WORK REQUEST:
Because the material must be preserved as it stands, copy every line exactly.

-----

PR #3754, opened 2021-06-20
fix: keep binding for attached arrows after changing text

### LINKED ISSUE #3744: Editing text unbinds attached arrows
Editing the content of a text shape causes any attached arrows to become unbound.

connor-pph:
fix #3744. When an arrow is bound to text element and you adjust text, then click out, it causes the arrow to unbind. Using the keyboard (command+enter on mac) keeps the binding. Removed the fixBindingsAfterDeletion call in the handle text function


src/components/App.tsx
```diff
@@ -1747,9 +1746,7 @@ class App extends React.Component<AppProps, AppState> {
               [element.id]: true,
             },
           }));
-        } else {
-          fixBindingsAfterDeletion(this.scene.getElements(), [element]);
-        }
+        }
```
dwelle, line 1749:
```suggestion
        }
```

dwelle (approved):

dwelle:
I've reverted the removal because it's needed (I've added a test case for it). Instead I made sure it's not invoked if the element wasn't in fact deleted (didn't have the time to write a test case for it, but you cant try youself).

dwelle:
Thanks for the PR! Merging.

Issue #3758, opened 2021-06-21
Support embedding scene in exportToSvg


ad1992:
### Discussed in https://github.com/excalidraw/excalidraw/discussions/3756

We should support embedding the scene in the exportToSvg so consumers can embed the scene with the utilities as well instead of handling it themselves with `metadata`

cc @bric3

ad1992:
We can add a param `embedScene` which will append the scene to metadata before calling the export methods.
cc @dwelle.

PR #3777, opened 2021-06-30
feat:  support appState.exportEmbedScene to embed scene data in exportToSvg util

ad1992:
fixes https://github.com/excalidraw/excalidraw/issues/3758

- [x] Tested
- [x] update docs


src/packages/utils.ts
```diff
@@ -74,19 +75,33 @@ export const exportToBlob = (
...
     null,
   );
+  if (embedScene) {
+    try {
+      const sceneMetaData = await (
+        await import(/* webpackChunkName: "image" */ "../../src/data/image")
+      ).encodeSvgMetadata({
+        text: serializeAsJSON(restoredElements, restoredAppState),
+      });
+      metadata += sceneMetaData;
```
ad1992, line 100: @dwelle I think we can simply remove `metadata` as it will be only useful when embedding scene data which is now possible via `embedScene` attribute, what do you think ?

src/packages/utils.ts
```diff
@@ -74,19 +75,31 @@ export const exportToBlob = (
...
+    try {
+      metadata = await (
+        await import(/* webpackChunkName: "image" */ "../../src/data/image")
+      ).encodeSvgMetadata({
+        text: serializeAsJSON(restoredElements, restoredAppState),
+      });
+    } catch (err) {
+      console.error(err);
+    }
+  }
```
dwelle, line 102: Come think of it, shouldn't we put this into `scene/exports.ts:exportToSvg` so we don't duplicate the logic here?

ad1992: Sure we can, but right now it just expects metadata which is just appended to `svg` without any logic behind what the `metadata` is so either we remove the `metadata` altogether and replace it with `embedScene` or we leave it to be generic so tomorrow if we want to update the logic around metadata the changes will be in places where `scene/exports.ts:exportToSvg` it is used.

src/tests/packages/utils.test.ts
```diff
@@ -104,18 +102,28 @@ describe("exportToSvg", () => {
...
     });
 
     expect(passedElements().length).toBe(3);
     expect(passedOptions()).toEqual(
-      expect.objectContaining({ exportPadding: 0, metadata: METADATA }),
+      expect.objectContaining({ exportPadding: 0 }),
     );
   });
+
+  it("with embedScene", async () => {
```
ad1992, line 117:
```suggestion
  it("with exportEmbedScene", async () => {
```

src/packages/utils.ts
dwelle: Yeah, I thought since we're removing `metadata` from the public API we may as well remove it altogether and deduplicate the embedScene logic.

src/components/LibraryUnit.tsx
```diff
@@ -36,19 +36,24 @@ export const LibraryUnit = ({
...
-      ref.current!.removeChild(child);
-    }
-    ref.current!.appendChild(svg);
+      ref.current!.appendChild(svg);
+    };
 
-    const current = ref.current!;
+    getSvg();
     return () => {
       current.removeChild(svg);
```
dwelle, line 58: prob fine, but if wanted to guarantee this won't throw, we should wrap this call in in `svg` null check.

src/components/LibraryUnit.tsx
```diff
@@ -36,19 +36,24 @@ export const LibraryUnit = ({
...
+        ref.current!.removeChild(child);
       }
-      ref.current!.removeChild(child);
-    }
-    ref.current!.appendChild(svg);
+      ref.current!.appendChild(svg);
+    };
 
-    const current = ref.current!;
+    getSvg();
```
dwelle, line 56: I'd instead either do a regular `promise.then`, or use an IIFE.

ad1992: > I'd instead either do a regular promise. then, or use an IIFE.

I think its ok to use any of the approaches here unless you see any pros/cons of one over the other?

dwelle: It comes to personal preference, I just thought that storing a function into a variable just to immediately call it adds unnecessary complexity.

dwelle (approved):

PR #3780, opened 2021-07-02
chore: bump browser-fs-access

### LINKED ISSUE #3513: Firefox - Error importing PNG/SVG with embedded scene data
First thanks for the app it's super useful 😄 

Just discovered this functionality https://github.com/excalidraw/excalidraw/pull/2219 

But it seems to swallow the error when trying to import a PNG/SVG with embedded scene data in Firefox 88.0 (64-bit)

Tried the same in Chrome 90.0.4430.93 (64 bits) successfully.

Firefox to the left, Chrome to the right

bug-firefox

### LINKED ISSUE #3694: Brave Browser issues opening files
Seems like quite often I cannot open files I've saved locally in excalidraw when using Brave.  Shields are off, and all plugins disabled.  The only error I see in the console is:

`Error with Feature-Policy header: Unrecognized feature: '*'.`

Sometimes after completely shutting down brave and then reopening it'll work and open the files.  I've even tried hard reload + empty cache without success.  When I try to open the same files using chrome, they seem to open fine.  Mac, Brave & Chrome latest.

### LINKED ISSUE #3740: Unable to load file stored from very same firefox browser
Hi there,

I'm unable to load an Excalidraw file in Firefox that i just saved to disk using that browser.

* Loading the same file saved from Firefox in Chrome does work.
* Loading a file saved from Chrome in my Firefox does **not** work
** it also does not work when saving the scene as image with embedded data 
* I am able to copy paste parts of a scene from Chrome to Firefox and from Firefox to Chrome
* There are no errors recorded in the browsers console
* clearing the browser cache did not resolve the issue
* using private mode did not resolve the issue in firefox as well

## Environment

Firefox Version: 78.11.0esr (32-Bit)
Chrome Version:  91.0.4472.101 (Offizieller Build) (32-Bit)

## Reproduction

1. Create any scene in Firefox Version.
2. Save to .excalidraw file
2.1 (optional) clear canvas
3. Load from .excalidraw file

## Example

I attached the files I saved to disk, in case it helps to investigate the issue.
[excalidraw exports.zip](https://github.com/excalidraw/excalidraw/files/6662540/excalidraw.exports.zip)
As uploading .excalidraw files was not allowed i had to put them into a zip file.

Addition: Both files are from the same canvas as I used live collaboration to get the same data in both browsers.

## Further info

It would be very nice if you were able to resolve this issue, as i do not have the knowledge to do so. If i can help by providing more information, please let me know.

Meanwhile I'll be able to use Chrome as a workaround.

Greetings

dwelle:
fix #3740
fix #3513
fix #3694

### DIFF
--- a/package.json
+++ b/package.json
@@ -27,7 +27,7 @@
     "@types/react": "17.0.3",
     "@types/react-dom": "17.0.3",
     "@types/socket.io-client": "1.4.36",
-    "browser-fs-access": "0.16.4",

-----

OUTPUT FOR THIS EXERCISE:
PR #3754, opened 2021-06-20
fix: keep binding for attached arrows after changing text

### LINKED ISSUE #3744: Editing text unbinds attached arrows
Editing the content of a text shape causes any attached arrows to become unbound.

connor-pph:
fix #3744. When an arrow is bound to text element and you adjust text, then click out, it causes the arrow to unbind. Using the keyboard (command+enter on mac) keeps the binding. Removed the fixBindingsAfterDeletion call in the handle text function


src/components/App.tsx
```diff
@@ -1747,9 +1746,7 @@ class App extends React.Component<AppProps, AppState> {
               [element.id]: true,
             },
           }));
-        } else {
-          fixBindingsAfterDeletion(this.scene.getElements(), [element]);
-        }
+        }
```
dwelle, line 1749:
```suggestion
        }
```

dwelle (approved):

dwelle:
I've reverted the removal because it's needed (I've added a test case for it). Instead I made sure it's not invoked if the element wasn't in fact deleted (didn't have the time to write a test case for it, but you cant try youself).

dwelle:
Thanks for the PR! Merging.

Issue #3758, opened 2021-06-21
Support embedding scene in exportToSvg


ad1992:
### Discussed in https://github.com/excalidraw/excalidraw/discussions/3756

We should support embedding the scene in the exportToSvg so consumers can embed the scene with the utilities as well instead of handling it themselves with `metadata`

cc @bric3

ad1992:
We can add a param `embedScene` which will append the scene to metadata before calling the export methods.
cc @dwelle.

PR #3777, opened 2021-06-30
feat:  support appState.exportEmbedScene to embed scene data in exportToSvg util

ad1992:
fixes https://github.com/excalidraw/excalidraw/issues/3758

- [x] Tested
- [x] update docs


src/packages/utils.ts
```diff
@@ -74,19 +75,33 @@ export const exportToBlob = (
...
     null,
   );
+  if (embedScene) {
+    try {
+      const sceneMetaData = await (
+        await import(/* webpackChunkName: "image" */ "../../src/data/image")
+      ).encodeSvgMetadata({
+        text: serializeAsJSON(restoredElements, restoredAppState),
+      });
+      metadata += sceneMetaData;
```
ad1992, line 100: @dwelle I think we can simply remove `metadata` as it will be only useful when embedding scene data which is now possible via `embedScene` attribute, what do you think ?

src/packages/utils.ts
```diff
@@ -74,19 +75,31 @@ export const exportToBlob = (
...
+    try {
+      metadata = await (
+        await import(/* webpackChunkName: "image" */ "../../src/data/image")
+      ).encodeSvgMetadata({
+        text: serializeAsJSON(restoredElements, restoredAppState),
+      });
+    } catch (err) {
+      console.error(err);
+    }
+  }
```
dwelle, line 102: Come think of it, shouldn't we put this into `scene/exports.ts:exportToSvg` so we don't duplicate the logic here?

ad1992: Sure we can, but right now it just expects metadata which is just appended to `svg` without any logic behind what the `metadata` is so either we remove the `metadata` altogether and replace it with `embedScene` or we leave it to be generic so tomorrow if we want to update the logic around metadata the changes will be in places where `scene/exports.ts:exportToSvg` it is used.

src/tests/packages/utils.test.ts
```diff
@@ -104,18 +102,28 @@ describe("exportToSvg", () => {
...
     });
 
     expect(passedElements().length).toBe(3);
     expect(passedOptions()).toEqual(
-      expect.objectContaining({ exportPadding: 0, metadata: METADATA }),
+      expect.objectContaining({ exportPadding: 0 }),
     );
   });
+
+  it("with embedScene", async () => {
```
ad1992, line 117:
```suggestion
  it("with exportEmbedScene", async () => {
```

src/packages/utils.ts
dwelle: Yeah, I thought since we're removing `metadata` from the public API we may as well remove it altogether and deduplicate the embedScene logic.

src/components/LibraryUnit.tsx
```diff
@@ -36,19 +36,24 @@ export const LibraryUnit = ({
...
-      ref.current!.removeChild(child);
-    }
-    ref.current!.appendChild(svg);
+      ref.current!.appendChild(svg);
+    };
 
-    const current = ref.current!;
+    getSvg();
     return () => {
       current.removeChild(svg);
```
dwelle, line 58: prob fine, but if wanted to guarantee this won't throw, we should wrap this call in in `svg` null check.

src/components/LibraryUnit.tsx
```diff
@@ -36,19 +36,24 @@ export const LibraryUnit = ({
...
+        ref.current!.removeChild(child);
       }
-      ref.current!.removeChild(child);
-    }
-    ref.current!.appendChild(svg);
+      ref.current!.appendChild(svg);
+    };
 
-    const current = ref.current!;
+    getSvg();
```
dwelle, line 56: I'd instead either do a regular `promise.then`, or use an IIFE.

ad1992: > I'd instead either do a regular promise. then, or use an IIFE.

I think its ok to use any of the approaches here unless you see any pros/cons of one over the other?

dwelle: It comes to personal preference, I just thought that storing a function into a variable just to immediately call it adds unnecessary complexity.

dwelle (approved):

PR #3780, opened 2021-07-02
chore: bump browser-fs-access

### LINKED ISSUE #3513: Firefox - Error importing PNG/SVG with embedded scene data
First thanks for the app it's super useful 😄 

Just discovered this functionality https://github.com/excalidraw/excalidraw/pull/2219 

But it seems to swallow the error when trying to import a PNG/SVG with embedded scene data in Firefox 88.0 (64-bit)

Tried the same in Chrome 90.0.4430.93 (64 bits) successfully.

Firefox to the left, Chrome to the right

bug-firefox

### LINKED ISSUE #3694: Brave Browser issues opening files
Seems like quite often I cannot open files I've saved locally in excalidraw when using Brave.  Shields are off, and all plugins disabled.  The only error I see in the console is:

`Error with Feature-Policy header: Unrecognized feature: '*'.`

Sometimes after completely shutting down brave and then reopening it'll work and open the files.  I've even tried hard reload + empty cache without success.  When I try to open the same files using chrome, they seem to open fine.  Mac, Brave & Chrome latest.

### LINKED ISSUE #3740: Unable to load file stored from very same firefox browser
Hi there,

I'm unable to load an Excalidraw file in Firefox that i just saved to disk using that browser.

* Loading the same file saved from Firefox in Chrome does work.
* Loading a file saved from Chrome in my Firefox does **not** work
** it also does not work when saving the scene as image with embedded data 
* I am able to copy paste parts of a scene from Chrome to Firefox and from Firefox to Chrome
* There are no errors recorded in the browsers console
* clearing the browser cache did not resolve the issue
* using private mode did not resolve the issue in firefox as well

## Environment

Firefox Version: 78.11.0esr (32-Bit)
Chrome Version:  91.0.4472.101 (Offizieller Build) (32-Bit)

## Reproduction

1. Create any scene in Firefox Version.
2. Save to .excalidraw file
2.1 (optional) clear canvas
3. Load from .excalidraw file

## Example

I attached the files I saved to disk, in case it helps to investigate the issue.
[excalidraw exports.zip](https://github.com/excalidraw/excalidraw/files/6662540/excalidraw.exports.zip)
As uploading .excalidraw files was not allowed i had to put them into a zip file.

Addition: Both files are from the same canvas as I used live collaboration to get the same data in both browsers.

## Further info

It would be very nice if you were able to resolve this issue, as i do not have the knowledge to do so. If i can help by providing more information, please let me know.

Meanwhile I'll be able to use Chrome as a workaround.

Greetings

dwelle:
fix #3740
fix #3513
fix #3694

### DIFF
--- a/package.json
+++ b/package.json
@@ -27,7 +27,7 @@
     "@types/react": "17.0.3",
     "@types/react-dom": "17.0.3",
     "@types/socket.io-client": "1.4.36",
-    "browser-fs-access": "0.16.4",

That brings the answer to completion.